I could not believe what I heard. "It's impossible," I exclaimed. "I saw him to-day. He was tired, weak, upset, but there seemed to be nothing particularly wrong with his health." I asked Bordelongue all kinds of questions, but he merely replied: "Nothing is known. They say the President died of an apoplectic stroke."
The next morning at six o'clock I was told that my faithful "agent" wished to see me on a matter of importance. This "agent" did not belong to the Sûreté, or to the Ministry of the Interior, but was a private detective who had been specially selected and appointed by Félix Faure to keep guard over me wherever I went, and see that no harm befell me. (It should be remembered that during the Dreyfus affair Paris was in such a state of blind excitement and mad passion that in order to know the doings of certain persons, detectives were everywhere engaged. Indeed, before Félix Faure's mysterious death, France lived in conditions which reminded one to some extent of those that prevailed in Venice in the dreaded days of the Council of Ten.)
I guessed what the man came about, so I hastily dressed and met him.
"Ah! Madame, I see you know the news.... There's some mystery in the President's death. They say he died of congestion of the brain, but I hear his agony lasted several hours. Madame Faure and her daughter only came at the last moment.... I am myself being shadowed, and it will be better if I do not call again.... But you know my address and if at any time I can be of some use to you I beseech you to apply to me."
The man was deeply moved, and so was I. I had lost my best friend; he had lost a good master.... I never saw him again except on one occasion. That was ten years later, a few days after the murder of my husband and my mother. I was lying dangerously ill in bed at Count d'Arlon's house, when a card was brought to me with a name which I did not know, and I was about to refuse to see the person who had sent up the card when I recognised the handwriting of a few hastily scribbled words which begged me to receive the writer. The "agent" of Félix Faure's days entered my room, but I almost failed to recognise him, so cleverly had he disguised himself.

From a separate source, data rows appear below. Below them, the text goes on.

PR #19167, opened 2023-04-27
[feature](table) implement the round robin selection be when create tablet

luwei16:
# Proposed changes

Issue Number: close #xxx

## Problem summary

Describe your changes.

## Checklist(Required)

## Further comments


fe/fe-core/src/main/java/org/apache/doris/datasource/InternalCatalog.java
```diff
@@ -2538,6 +2541,13 @@ private void createTablets(String clusterName, MaterializedIndex index, ReplicaS
         if (chooseBackendsArbitrary) {
             backendsPerBucketSeq = Maps.newHashMap();
         }
+
+        Map<Tag, Integer> nextIndexs = new HashMap<>();
+        for (Map.Entry<Tag, Short> entry : replicaAlloc.getAllocMap().entrySet()) {
+            // TODO: random roundrobin starting position
+            nextIndexs.put(entry.getKey(), 0);
```
morningman, line 2548: If always starts with 0, it will causing the first node always has more tablets than others.
If intro random start position, than it will be the same as previous implementation

morningman: At very early time, Doris use RR to distribute tablets.
There was a field `nextBEIdx` in `SystemInfoService`, to save the start position.

But it is hard to maintain that value, because we have to consider `tag`, `storage_medium`, `cluster`, etc. So you have to maintain the `idx` for each combination.

So we changed the distribution method to totally random.

morningman: I think of an implementation, for reference:

1. Select all candidate BE list according to the conditions (`tag`, `storage_medium`, etc.).
2. In the list, select the BE with the least number of tablets as the starting node to start executing RoundRobin.

This method should be logically clearer, which is to separate the step of "filtering BE by condition" from the "execution of RR".

dataroaring:
run buildall

hello-stephen:
 the sum of best hot time: 33.93 seconds
 stream load tsv:          426 seconds loaded 74807831229 Bytes, about 167 MB/s
 stream load json:         24 seconds loaded 2358488459 Bytes, about 93 MB/s
 stream load orc:          59 seconds loaded 1101869774 Bytes, about 17 MB/s
 https://doris-community-test-1308700295.cos.ap-hongkong.myqcloud.com/tmp/20230429151038_clickbench_pr_137382.html

fe/fe-core/src/main/java/org/apache/doris/datasource/InternalCatalog.java
luwei16: > I think of an implementation, for reference:
> 
> 1. Select all candidate BE list according to the conditions (`tag`, `storage_medium`, etc.).
> 2. In the list, select the BE with the least number of tablets as the starting node to start executing RoundRobin.
> 
> This method should be logically clearer, which is to separate the step of "filtering BE by condition" from the "execution of RR".

done

morningman (dismissed):
LGTM

morningman:
run buildall

morningman (approved):
LGTM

"Forgive me for intruding, Madame," he muttered, "but I thought it was my duty to tell you this. As soon as you are well enough to travel, leave Paris. Go anywhere in the country and try to forget the awful tragedy. At any rate, move not a finger, whatever happens. Somehow, I think the murderers will never be found. I daresay you will have no peace until they are arrested. But I beseech you to do nothing ... for, whatever you may do, those who killed your mother and your husband will not be arrested. The death of M. Steinheil and Mme. Japy will remain as mysterious as that of President Faure."
CHAPTER IX
AFTER PRESIDENT FAURE'S DEATH: THE
DOCUMENTS—THE NECKLACE
I HAD been seriously ill for six weeks and had only just recovered when the death of Félix Faure occurred. The shock caused a relapse, and I was unable to attend the President's funeral, which took place on Thursday, February 23rd.
I had lost a great friend, and France a great patriot. It was said that President Faure was a lighthearted optimist, that he had no control worth speaking of over the various political parties striving around him, and finally that he was a mere figure-head, a chief of State, but not a statesman—an ornamental President rather than a man of great ideas or a man of action.

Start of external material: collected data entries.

PR #19317, opened 2023-05-05
[fix](tpch case) fix tpch case failure caused by casting decimal to double

jacktengg:
# Proposed changes

Issue Number: close #xxx

## Problem summary

e.g. for test case tpch_sf100_unique_sql_p2/sql/q15.sql, it fails randomly because  result of `SELECT max(total_revenue) FROM revenue1;`  is not stable, caused by casting decimal to double when doing agg.

This PR change decimal to decimalv3 to avoid this problem.

## Checklist(Required)

## Further comments


jacktengg:
run buildall

PR #27831, opened 2023-11-30
[Fix](exectuor)Fix Follower Fe query queue may not work when exec alter

wangbo:
## Proposed changes
When exec Alter query queue stmt in master FE, the alter stmt can be replayed in follower FE.
The follower FE replayed workload group meta and create a new QueryQueue, this means there maybe multipe QueryQueue at the same time in follower FE.
This could cause follower FE can not limit query as Workload group's property.

## Solution
Move QueryQueue from WorkloadGroup to WorkloadGroupManager.
WorkloadGroup only keeps queryQueue's property.
But QueryQueue's lifecycle is managed by WorkloadGroupManager.

### DIFF
--- a/fe/fe-core/src/main/java/org/apache/doris/resource/workloadgroup/QueryQueue.java
+++ b/fe/fe-core/src/main/java/org/apache/doris/resource/workloadgroup/QueryQueue.java
@@ -44,6 +44,10 @@ public class QueryQueue {
     public static final String RUNNING_QUERY_NUM = "running_query_num";
     public static final String WAITING_QUERY_NUM = "waiting_query_num";
 
+    private long wgId;
+
+    private long propVersion;
+
     int getCurrentRunningQueryNum() {
         return currentRunningQueryNum;
     }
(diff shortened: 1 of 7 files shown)


wangbo:
run buildall

fe/fe-core/src/main/java/org/apache/doris/resource/workloadgroup/QueryQueue.java
```diff
@@ -44,6 +47,12 @@ public class QueryQueue {
     public static final String RUNNING_QUERY_NUM = "running_query_num";
     public static final String WAITING_QUERY_NUM = "waiting_query_num";
 
+    private Thread updatePropThread;
```
yiguolei, line 50: 我们写一个thread
1. 遍历所有的workloadgroup
2. 检查每个workload group 里的query queue的配置和workloadgroup 元数据对比，如果不同，那么就reset queue 的设置。

wangbo:
run buildall

fe/fe-core/src/main/java/org/apache/doris/resource/workloadgroup/WorkloadGroupMgr.java
```diff
@@ -75,9 +76,65 @@ public class WorkloadGroupMgr implements Writable, GsonPostProcessable {
...
+
+    public void startUpdateThread() {
+        WorkloadGroupMgr wgMgr = this;
+        updatePropThread = new Thread(new Runnable() {
+            public void run() {
+                while (!wgMgr.stopped) {
+                    try {
+                        wgMgr.resetQueryQueueProp();
+                        Thread.sleep(Config.query_queue_update_interval_ms);
+                    } catch (Exception e) {
```
yiguolei, line 98: catch Throwable

fe/fe-core/src/main/java/org/apache/doris/resource/workloadgroup/WorkloadGroupMgr.java
```diff
@@ -75,9 +76,65 @@ public class WorkloadGroupMgr implements Writable, GsonPostProcessable {
...
     private final Map<Long, WorkloadGroup> idToWorkloadGroup = Maps.newHashMap();
     private final Map<String, WorkloadGroup> nameToWorkloadGroup = Maps.newHashMap();
+    private final Map<Long, QueryQueue> idToQueryQueue = Maps.newHashMap();
     private final ResourceProcNode procNode = new ResourceProcNode();
     private final ReentrantReadWriteLock lock = new ReentrantReadWriteLock();
 
+    private Thread updatePropThread;
+    private volatile boolean stopped = false;
+
+    public void stopUpdateThread() {
```
yiguolei, line 86: stop never called？

yiguolei (approved):
LGTM

Gabriel39 (approved):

It cannot be denied that Félix Faure was astoundingly fortunate and that when he saw that things always "went well" with him, he became almost irritatingly self-confident and was perhaps inclined to be fastidious in the performance of his Presidential duties. He loved pageantry, and he revelled in the pomp and circumstance of his office, especially when he came in close contest with a King or an Emperor. He looked the part of "The First Magistrate of the Country" to perfection, being tall, handsome, refined in manner, and dignified to the verge of aloofness. But he had many worthy qualities: he was endowed with much common sense—a quality which too many lacked in France during the time of the Affaire Dreyfus—and he was an ardent—a zealous, patriot. He had a rare gift of sympathy, and there can be no doubt that he considerably increased the prestige of France during his Presidency, in spite of his inexplicable attitude in the Dreyfus affair, in spite of the Fashoda humiliation, and in spite of Zola's letter, "I accuse," and the fierce attacks of Clémenceau, Reinach, Jaurès, and many others. He had more enemies than any President ever had, including Declassé, himself another staunch Dreyfusard, in whose talents as a diplomatist he had such confidence. Félix Faure had bitter enemies not only in the Cabinets which succeeded one another with such "eloquent" rapidity during his Presidency, but even in his own entourage at the Elysée.